If you’ve ever eaten fish from the sea, especially an older or larger fish, you’ve probably been exposed to the pollutant mercury. It’s invisible, odourless, and dangerous. When ingested by humans, mercury is a neurotoxin, attacking the brain and nervous system, and the development of babies and infants can be particularly hampered.
Whereas most of us are at liberty to adapt our diets, people living in the Arctic strictly rely on marine wildlife for food and, unfortunately, mercury levels in animals such as seals, beluga whales and polar bears are among the highest worldwide. It’s harming birds too – recent research shows that endangered ivory gulls have 50 times more mercury in their feathers than when records began 130 years ago.
The stuff we’re really concerned about is methylmercury, the most toxic form of the element that accumulates in those animals. And there’s a mystery here – while emissions from factories and power plants have pumped a lot of mercury into the Arctic, we still know little about exactly how this is converted to methylmercury.
One idea is that methylmercury is produced in the oceans. Inorganic mercury, natural or man-made, sticks to algae in the surface waters. When these algae sink to the deep ocean, microbes are already waiting to eat them. We believe some of these microbes can convert the inorganic mercury to methylmercury.
Methylmercury is then passed along the food chain via a process known as bioaccumulation. Algae pick it up from the water, are eaten by zooplankton (krill) which are eaten by smaller fish, which in turn are eaten by bigger fish – at each step, methylmercury gets many times more concentrated, reaching dangerous levels in top predators such as seals, polar bears or even humans.
But where does all this mercury come from? Mercury is unique – it is the only heavy metal that is present as gas in the atmosphere, where it stays on for an average of about a year. As a consequence, it can travel across the globe, including to the remote Arctic. One theory is that the Arctic is a global sink for increased man-made mercury emissions from North America, Europe and now Asia, and possibly causing the high mercury levels in arctic animals. However long-term data on mercury levels in Arctic animals don’t always match up with increasing man-made emissions. Other factors must be at play.

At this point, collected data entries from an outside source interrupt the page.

PR #2856, opened 2024-02-28
PMM-12333 Make pmm-client tarball installation more user-friendly

surbhat1595:
PMM-12333

Link to the Feature Build: SUBMODULES-3585

- [ ] API Docs updated


build/scripts/install_tarball
```diff
@@ -17,7 +43,15 @@ else
     INSTALL_COMMAND="install -o ${PMM_USER} -g ${PMM_GROUP}"
 fi
 
-echo "Installing into ${PMM_DIR}..."
+# Check if PMM_DIR has the right permission to install files into it
+mkdir -p "${PMM_DIR}" || true
+if [ -w ${PMM_DIR} ]; then
+    echo "Installing into ${PMM_DIR}...";
+else
+    echo -e "${PMM_DIR} is not writable. \nPlease use a directory with the right permissions\n\n"
```
ademidoff, line 51:
```suggestion
    echo -e "${PMM_DIR} is not writable. \nPlease make sure the user $(id -un) has permissions to write to this directory\n\n"
```

build/scripts/install_tarball
```diff
@@ -2,7 +2,33 @@
...
+do
+    case "$arg" in
+        "-u") UPDATE=1 ;;
+        "-help") usage ;;
+        *) echo "Invalid option:$arg"; usage;;
+    esac
+done
+
 CURRENT_DIR="$(pwd)"
+PMM_VER=$(echo "$CURRENT_DIR" | cut -d'-' -f3)
```
ademidoff, line 31: Why do we assume PMM version can be taken from current directory? What if the use runs the whole package to an arbitrary directory and then runs `./install_tarball`?

IMO `PMM_VER` will be an empty string at the very best.

ademidoff (changes requested):

build/scripts/install_tarball
surbhat1595: According to the installation guide https://docs.percona.com/percona-monitoring-and-management/setting-up/client/index.html#binary-package, we run the install_tarball script from the extracted PMM tarball directory (eg: pmm2-client-2.41.1), hence I fetched PMM_VER using this.

Also PMM_VER isn't really necessary. I have just used it to print a message when the installation is successful. We can remove the PMM_VER variable. Not sure if there is any other way to find the version.

ademidoff: > According to the installation guide https://docs.percona.com/percona-monitoring-and-management/setting-up/client/index.html#binary-package, we run the install_tarball script from the extracted PMM tarball directory (eg: pmm2-client-2.41.1) which is the current directory, hence I fetched PMM_VER using this.

I don't think this answers the question whether or not the user won't run the install script from an arbitrary directory :)

ademidoff: > Also PMM_VER isn't really necessary. I have just used it to print a message when the installation is successful. We can remove the PMM_VER variable. Not sure if there is any other way to find the version.

It should be possible to run `cat VERSION` from the directory where the user unpacks the tarball (see attachement). But that file is empty now for some reason, i.e. its length is just one byte :( FYI @talhabinrizwan 

Screenshot 2024-02-28 at 23 50 13

ademidoff: I suggest we skip printing the version for now.

surbhat1595: Yes, thought of fetching from the VERSION file but found it empty. Sure, I shall remove "PMM_VER".

build/scripts/install_tarball
```diff
@@ -64,19 +97,14 @@ for FILE in example.prom queries-mysqld.yml example-queries-postgres.yml; do
...
-
-if [ "${update}" = "1" ]; then
+if [ "${UPDATE}" = "1" ]; then
   echo "Config file was not removed!"
 else
   ${INSTALL_COMMAND} -m 0660 /dev/null "${PMM_DIR}"/config/pmm-agent.yaml
 fi
 
+if [ $? -eq 0 ]; then
+  echo "Successfully installed files to ${PMM_DIR}"
```
ademidoff, line 107:
```suggestion
  echo "Successfully installed PMM Client to ${PMM_DIR}"
```

build/scripts/install_tarball
```diff
@@ -2,6 +2,31 @@
...
+# Usage instruction for the install_tarball script
+usage () {
+    cat <<EOF
+Usage: $0 [OPTIONS]
+    The following options may be given :
+        -u                  Update PMM-Agent
+        -help) usage ;;
+Example:
+        For help command - $0 -help
+        For PMM tarball installation - $0
```
nastena1606, line 14:
```suggestion
        To install PMM tarball - $0
```

build/scripts/install_tarball
```diff
@@ -17,7 +42,15 @@ else
     INSTALL_COMMAND="install -o ${PMM_USER} -g ${PMM_GROUP}"
 fi
 
-echo "Installing into ${PMM_DIR}..."
+# Check if PMM_DIR has the right permission to install files into it
+mkdir -p "${PMM_DIR}" || true
+if [ -w ${PMM_DIR} ]; then
+    echo "Installing into ${PMM_DIR}...";
+else
+    echo -e "${PMM_DIR} is not writable. \nPlease make sure the user $(id -un) has permissions to write to this directory\n\n"
```
nastena1606, line 50:
```suggestion
    echo -e "Cannot write to ${PMM_DIR}. \nPlease make sure the user $(id -un) has permissions to write to this directory\n\n"
```

ademidoff: Quote from the source - https://www.gnu.org/software/bash/manual/bash.html

> -w file
True if file exists and is writable.

It seems like this is how the Linux community talks `bash` :)

surbhat1595: @ademidoff So, should we go with "writable" only?

EvgeniyPatlan: I agree with @nastena1606 's suggestion.

BupycHuk (approved):

BupycHuk:
@surbhat1595 do we have FB for it?

surbhat1595:
@BupycHuk Yes, I have created a FB for it.

BupycHuk:
@surbhat1595 what's the status of this task? As far as I see in jira it's not in progress, but `Open`

surbhat1595:
@BupycHuk  The status has to be changed to "In Progress", I think this should be changed by someone in the PMM team.  Once the changes are merged, the script can be tested by the QA.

Though scientists have generally focused on atmospheric mercury sources over the past decade, models suggest that atmospheric emissions can’t account for all the mercury. A large source of mercury to the Arctic Ocean is missing.

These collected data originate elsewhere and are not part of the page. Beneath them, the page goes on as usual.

PR #2882, opened 2024-03-07
PMM-12895 Add metrics resolutions configuration to agents

artemgavrilov:
PMM-12895

Link to the Feature Build: SUBMODULES-3578

- [ ] API Docs updated


api-tests/inventory/agents_test.go
```diff
@@ -1198,3 +1198,170 @@ func TestPGStatMonitorQanAgent(t *testing.T) {
...
+				MetricsResolutions: &agents.ChangePostgresExporterOKBodyPostgresExporterMetricsResolutions{
+					Hr: "600s",
+					Mr: "300s",
+					Lr: "0s",
+				},
+			},
+		},
+	}, changePostgresExporterOK)
+
+	// Reset part of metrics resolutions
```
artemgavrilov, line 1335:
```suggestion
	// Change part of metrics resolutions
```

api-tests/inventory/agents_azure_database_exporter_test.go
```diff
@@ -73,6 +73,11 @@ func TestAzureDatabaseExporter(t *testing.T) { //nolint:tparallel
 						"custom_label_azure_database_exporter": "azure_database_exporter",
 					},
 					Status: &AgentStatusUnknown,
+					MetricsResolutions: &agents.GetAgentOKBodyAzureDatabaseExporterMetricsResolutions{
+						Hr: "0s",
+						Lr: "0s",
+						Mr: "0s",
```
BupycHuk, line 79: what if they are just empty?

api-tests/management/external_test.go
```diff
@@ -95,6 +95,11 @@ func TestAddExternal(t *testing.T) {
 					RunsOnNodeID: nodeID,
 					Scheme:       "http",
 					MetricsPath:  "/metrics",
+					MetricsResolutions: &agents.ListAgentsOKBodyExternalExporterItems0MetricsResolutions{
+						Hr: "0s",
+						Lr: "0s",
+						Mr: "0s",
+					},
```
BupycHuk, line 102: I believe that any other places where we don't test MetricsResolution should support nil value for this field

descriptor.bin
BupycHuk, line 1: we shouldn't change descriptor in patch release, it means that we made breaking change

BupycHuk (changes requested):
what was the reason to update descriptor.bin? Does that mean that we introduced some backward-incompatible change?

descriptor.bin
ademidoff: I see a breaking change in `server.proto`. 

Maybe we can leave `server.proto` as is and just use the messages we added to `common.proto` where approriate (except server.proto) without breaking the backward compat?

artemgavrilov: Reverted

api-tests/management/external_test.go
artemgavrilov: Done. Not every resolution field is nullable as well as whole `MetricsResoultions` field

api-tests/inventory/agents_azure_database_exporter_test.go
artemgavrilov: Made them nullable

BupycHuk (approved):
LGTM, can we add a new test to scrape_configs_test with custom metrics resolution?

artemgavrilov:
> LGTM, can we add a new test to scrape_configs_test with custom metrics resolution?

Functions from `scrape_configs.go` accept metrics resolutions as a parameter, so it doesn't matter from where it comes.

JiriCtvrtka (approved):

Rivers could provide such a source, especially during spring flood of Siberian rivers. While this finding is exciting, Siberian rivers and the Arctic Ocean itself remain under-sampled. We actually have to go to Siberia during the spring floods and measure mercury to know what is coming out of the rivers, and how far it travels into the sea.
That’s why we are now investigating the mercury discharge, especially during the spring flood, of one of the largest Siberian rivers, the Yenisei.
We must find out where, how and what is turning inorganic mercury – natural or man-made, from the atmosphere or from rivers – into its most toxic and bioaccumulating form, methylmercury.
The Yenisei hits its peak in May – but does it come bearing mercury? TOMCAR project, PI Roman Teisserenc, ECOLAB Toulouse, CC BY-NC-SA
We already know that inorganic mercury in the oceans has increased because of man-made emissions. At the same time a warming climate and melting sea ice is likely to play havoc with Artic algae and methylating microbes. But what will this mean in the future?
A previous Polarstern cruise in 2011 gave us some first insights. In research published in the journal Scientific Reports my colleagues and I presented the first full-depth high resolution profiles (> 5 km-depth) of total mercury and methylmercury in the central Arctic Ocean (79-90°N).
Our findings suggested methylmercury production in the Arctic Ocean is highest in the area of thinner and younger sea ice, probably due to a higher accumulation of algae in these areas. Methylmercury concentrations peak shallower than in the other oceans (150 m in the Arctic versus roughly 1000 m in the Atlantic). The shallow methylmercury production, close to the surface where algae thrive, likely results in enhanced biological uptake at the base of the arctic food chain. While these first few results might hint an alternative explanation for the high methylmercury levels of Arctic wildlife, many questions remain open.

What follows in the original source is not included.